Below is a listing. Write out exactly its lines between the one holding "at the moment." and the one holding "The changes are", inclusive.
========
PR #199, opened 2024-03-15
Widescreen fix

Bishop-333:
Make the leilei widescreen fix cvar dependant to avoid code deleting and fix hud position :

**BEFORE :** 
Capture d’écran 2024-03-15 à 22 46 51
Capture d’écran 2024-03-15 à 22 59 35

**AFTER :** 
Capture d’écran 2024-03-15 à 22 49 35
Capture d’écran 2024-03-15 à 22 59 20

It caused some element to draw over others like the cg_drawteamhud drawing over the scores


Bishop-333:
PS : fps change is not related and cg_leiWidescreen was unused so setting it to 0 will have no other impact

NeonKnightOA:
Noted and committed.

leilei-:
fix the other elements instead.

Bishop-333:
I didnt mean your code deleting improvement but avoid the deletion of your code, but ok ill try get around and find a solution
========
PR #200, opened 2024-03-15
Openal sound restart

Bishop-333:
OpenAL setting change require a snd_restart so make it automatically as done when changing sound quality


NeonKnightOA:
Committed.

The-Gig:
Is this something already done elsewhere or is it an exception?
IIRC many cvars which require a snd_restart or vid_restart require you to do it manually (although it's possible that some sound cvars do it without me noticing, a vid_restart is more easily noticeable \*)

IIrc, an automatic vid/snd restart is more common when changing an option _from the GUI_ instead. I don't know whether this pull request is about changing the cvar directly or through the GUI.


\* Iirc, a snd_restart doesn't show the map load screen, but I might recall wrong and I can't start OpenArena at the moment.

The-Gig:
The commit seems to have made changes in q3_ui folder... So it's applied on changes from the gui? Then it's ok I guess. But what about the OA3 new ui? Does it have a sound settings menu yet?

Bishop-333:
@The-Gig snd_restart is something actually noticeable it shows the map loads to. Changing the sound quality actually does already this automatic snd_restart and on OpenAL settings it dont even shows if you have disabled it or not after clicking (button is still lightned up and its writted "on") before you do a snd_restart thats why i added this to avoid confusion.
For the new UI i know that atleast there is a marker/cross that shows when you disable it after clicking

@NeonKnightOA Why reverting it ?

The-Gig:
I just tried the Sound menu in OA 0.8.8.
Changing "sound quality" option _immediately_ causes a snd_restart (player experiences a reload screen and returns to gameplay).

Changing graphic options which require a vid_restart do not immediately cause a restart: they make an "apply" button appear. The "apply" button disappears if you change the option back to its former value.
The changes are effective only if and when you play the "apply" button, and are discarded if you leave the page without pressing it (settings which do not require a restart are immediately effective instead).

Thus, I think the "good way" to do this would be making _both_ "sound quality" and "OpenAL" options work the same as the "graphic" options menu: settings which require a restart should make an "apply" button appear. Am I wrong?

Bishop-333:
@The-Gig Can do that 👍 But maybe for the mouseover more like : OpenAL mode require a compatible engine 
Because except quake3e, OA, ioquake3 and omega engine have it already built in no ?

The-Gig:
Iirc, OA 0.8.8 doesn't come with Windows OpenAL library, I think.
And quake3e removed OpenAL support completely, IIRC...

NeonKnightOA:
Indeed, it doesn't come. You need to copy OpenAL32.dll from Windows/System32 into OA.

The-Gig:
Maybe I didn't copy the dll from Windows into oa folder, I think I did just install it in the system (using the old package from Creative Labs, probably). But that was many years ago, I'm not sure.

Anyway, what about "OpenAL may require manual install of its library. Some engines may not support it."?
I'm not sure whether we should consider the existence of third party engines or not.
========
# SOLUTION FOR THIS EXERCISE
\* Iirc, a snd_restart doesn't show the map load screen, but I might recall wrong and I can't start OpenArena at the moment.

The-Gig:
The commit seems to have made changes in q3_ui folder... So it's applied on changes from the gui? Then it's ok I guess. But what about the OA3 new ui? Does it have a sound settings menu yet?

Bishop-333:
@The-Gig snd_restart is something actually noticeable it shows the map loads to. Changing the sound quality actually does already this automatic snd_restart and on OpenAL settings it dont even shows if you have disabled it or not after clicking (button is still lightned up and its writted "on") before you do a snd_restart thats why i added this to avoid confusion.
For the new UI i know that atleast there is a marker/cross that shows when you disable it after clicking

@NeonKnightOA Why reverting it ?

The-Gig:
I just tried the Sound menu in OA 0.8.8.
Changing "sound quality" option _immediately_ causes a snd_restart (player experiences a reload screen and returns to gameplay).

Changing graphic options which require a vid_restart do not immediately cause a restart: they make an "apply" button appear. The "apply" button disappears if you change the option back to its former value.
The changes are effective only if and when you play the "apply" button, and are discarded if you leave the page without pressing it (settings which do not require a restart are immediately effective instead).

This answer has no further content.